0
votes

I have been having trouble writing a method that will take in various search parameters in elasticsearch. I was working with queries that looked like this:

body: 
  {query:
    {filtered: 
      {filter: 
        {and: 
          [
          {term: {some_term: "foo"}}, 
          {term: {is_visible: true}}, 
          {term: {"term_two": "something"}}]
         }
      }
    }
  }

Using this syntax I thought I could chain these terms together and programatically generate these queries. I was using simple strings and if there was a term like "person_name" I could split the query into two and say "where person_name match 'JOHN'" and where person_name match 'SMITH'" getting accurate results.

However, I just came across the "fquery" upon asking this question: Escaping slash in elasticsearch

I was not able to use this "and"/"term" filter searching a value with slashes in it, so I learned that I can use fquery to search for the full value, like this

 "fquery": {
     "query": {
        "match": {
           "by_line": "John Smith"

But how can I search like this for multiple items? IT seems that when i combine fquery and my filtered/filter/and/term queries, my "and" term queries are ignored. What is the best practice for making nested / chained queries using elastic search ?

As in the comment below, yes I can just add fquery to the "and" block like so

{:filtered=>
  {:filter=>
    {:and=>[
      {:term=>{:is_visible=>true}}, 
      {:term=>{:is_private=>false}}, 
      {:fquery=>
        {:query=>{:match=>{:sub_location=>"New JErsey"}}}}]}}}

Why would elasticsearch also return results with "sub_location" = "new York"? I would like to only return "new jersey" here.

1
You should be able to include the query filter as a filter in your "and" filter just like you were for term filters.hudsonb
You're right it does.

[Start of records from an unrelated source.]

PR #1622, opened 2025-08-27
fix timestamps optimize_projections

### LINKED ISSUE #1604: Invalid comparison operation: Timestamp(Nanosecond, None) >= Timestamp(Nanosecond, Some("UTC"))
DBT snowplow web fail to compare dates with TZ and without.

 ```
 Database Error in model snowplow_web_vital_measurements (models/optional_modules/core_web_vitals/snowflake/snowplow_web_vital_measurements.sql)
  010001 (02000): Arrow error: Invalid argument error: Invalid comparison operation: Timestamp(Nanosecond, None) >= Timestamp(Nanosecond, Some("UTC"))
  compiled code at target/run/snowplow_web/models/optional_modules/core_web_vitals/snowflake/snowplow_web_vital_measurements.sql
```

In Embucket:
Image
In Snowflake:
Image

# Steps to recreate:
```
-- Create a test table with sample data
CREATE OR REPLACE TABLE test_timestamp_comparison (
    id INTEGER,
    derived_tstamp TIMESTAMP,
    description STRING
);

-- Insert test data with various timestamps
INSERT INTO test_timestamp_comparison VALUES
    (1, '2025-01-01 10:00:00', 'test'),
    (2, '2025-08-01 10:00:00', 'test'),
    (3, '2025-08-15 10:00:00', 'test'),
    (4, '2025-08-20 10:00:00', 'test'),
    (5, '2025-08-01 10:00:00', 'test');

-- Test 1: Original problematic syntax
SELECT 
    'Test 1 - Original syntax' as test_name,
    COUNT(*) as record_count,
    MIN(derived_tstamp) as min_timestamp,
    MAX(derived_tstamp) as max_timestamp
FROM test_timestamp_comparison
WHERE cast(derived_tstamp as date) >= 
    dateadd(
        day,
        -28,
        date_trunc('day', 
    convert_timezone('UTC', convert_timezone('UTC', current_timestamp()))::timestamp
)
    );
```

### LINKED ISSUE #1612: Optimizer rule 'optimize_projections' failed caused by / Internal error: Failed due to a difference in schemas: original schema: DFSchema
Another issue in dbt -snowplwow-web related to difference in schema, where one field with timezone and another without but the error code is a bit different from the previous issue so I decided to create a new ticket.

Embucket:
Image

Snowflake:

Image

Query:
`select convert_timezone('UTC', convert_timezone('UTC', current_timestamp()))::timestamp as model_tstamp`

Might be related to:
https://github.com/Embucket/embucket/issues/1604

### PR DESCRIPTION
**Pull request by osipovartem**
Closes #1612
Closes #1604 

If the input in to_timestamp func is already a timestamp, we don't need to change it type since during execution it will be used as is with initial type. 
By this we avoid optimize_projections error when cheking return type and actual result type for the function call.

### DIFF
--- a/crates/core-executor/src/tests/query.rs
+++ b/crates/core-executor/src/tests/query.rs
@@ -610,6 +610,11 @@ test_query!(
 );
 
 test_query!(
+    timestamp_with_timezone_to_timestamp,
+    "SELECT TO_TIMESTAMP(CONVERT_TIMEZONE('UTC', '2024-12-31 10:00:00.000'::TIMESTAMP)) as model_tstamp;"
+);
+
+test_query!(
     timestamp_timezone,
     "SELECT TO_TIMESTAMP(1000000000)",
     setup_queries = ["ALTER SESSION SET timestamp_input_mapping = 'timestamp_tz'"]
--- a/crates/core-executor/src/tests/snapshots/query_timestamp_with_timezone_to_timestamp.snap
+++ b/crates/core-executor/src/tests/snapshots/query_timestamp_with_timezone_to_timestamp.snap
@@ -1,0 +1,13 @@
+---
+source: crates/core-executor/src/tests/query.rs
+description: "\"SELECT TO_TIMESTAMP(CONVERT_TIMEZONE('UTC', '2024-12-31 10:00:00.000'::TIMESTAMP)) as model_tstamp;\""
+---
+Ok(
+    [
+        "+----------------------+",
+        "| model_tstamp         |",
+        "+----------------------+",
+        "| 2024-12-31T10:00:00Z |",
+        "+----------------------+",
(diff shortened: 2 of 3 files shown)

### CODE REVIEW

File: crates/core-executor/src/tests/query.rs [hunk 1]
```diff
@@ -609,6 +609,11 @@ test_query!(
     setup_queries = ["SET timestamp_input_format = 'mm/dd/yyyy hh24:mi:ss'"]
 );
 
+test_query!(
```
rampage644, line 612: `cargo insta review` forgotten?

rampage644 (dismissed):

rampage644:
Is it based on another PR/branch - seems it is not against `main
`

Vedin (approved):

I have updated my question with a follow up onejdkealy

1 Answers

0
votes

A match query analyzes the input and by default it is a boolean OR query if there are multiple terms after the analysis. In your case, "New JErsey" gets analyzed into the terms "new" and "jersey". The match query that you are using will search for documents in which the indexed value of field "sub_location" is either "new" or "jersey". That is why your query also matches documents where the value of field "sub_location" is "new York" because of the common term "new".

To only match for "new jersey", you can use the following version of the match query:

{
   "query": {
      "match": {
         "sub_location": {
            "query": "New JErsey",
            "operator": "and"
         }
      }
   }
}

This will not match documents where the value of field "sub_location" is "New York". But, it will match documents where the value of field "sub_location" is say "York New" because the query finally translates into a boolean query like "York" AND "New". If you are fine with this behaviour, well and good, else read further.

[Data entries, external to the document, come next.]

PR #1623, opened 2025-08-28
Update iceberg rust

JanKaul:
Updates iceberg-rust to its most recent version. Introduces a new parquet writer that uses the datafusion [ParquetSink](https://docs.rs/datafusion/latest/datafusion/datasource/file_format/parquet/struct.ParquetSink.html).

Writing data currently still has the issue that the query restarts after approx. 1 min. However, this issue is not introduced by this PR as it already existed before (I tested the main branch).

### DIFF
--- a/crates/core-metastore/src/metastore.rs
+++ b/crates/core-metastore/src/metastore.rs
@@ -556,11 +556,11 @@ impl Metastore for SlateDBMetastore {
                     .build()
                 })?;
 
+                let schema = url_encode(&ident.schema);
+                let table = url_encode(&ident.table);
+
                 let prefix = volume.prefix();
-                format!(
-                    "{prefix}/{}/{}/{}",
-                    ident.database, ident.schema, ident.table
-                )
+                format!("{prefix}/{}/{}/{}", ident.database, schema, table)
             };
 
             let metadata_part = format!("metadata/{}", Self::generate_metadata_filename());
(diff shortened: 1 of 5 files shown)


osipovartem (approved):

DanCodedThis:
@JanKaul very strange error in a ddl test

JanKaul:
It's an issue with url_encoding the schema and table identifiers in the REST catalog in combination with the ObjectStoreRegistry. The new ParquetSink also uses the ObjectStoreRegistry for writing files (before it didn't). I think there is a mismatch with the encoding somewhere. I just can't find it.

crates/core-metastore/src/metastore.rs
```diff
@@ -556,11 +556,11 @@ impl Metastore for SlateDBMetastore {
                     .build()
                 })?;
 
+                let schema = url_encode(&ident.schema);
+                let table = url_encode(&ident.table);
+
```
JanKaul, line 561: I'm not sure if this is the intended behavior but I think this previously happened behind the scenes.

DanCodedThis: @osipovartem cc

DanCodedThis (approved):
@JanKaul LGTM

crates/core-metastore/src/metastore.rs
DanCodedThis: cc @osipovartem

DanCodedThis (approved):
@JanKaul LGTM

rampage644 (approved):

All these issues arise because you are using the default analyzer for the field "sub_location" which breaks tokens at word boundaries and indexes them. If you really do not care about partial matches and want to always match the entire string, you can make use of custom analyzers to use Keyword Tokenizer and Lowercase Token Filter. Mind you, going ahead with this approach will need you to re-index all your documents again.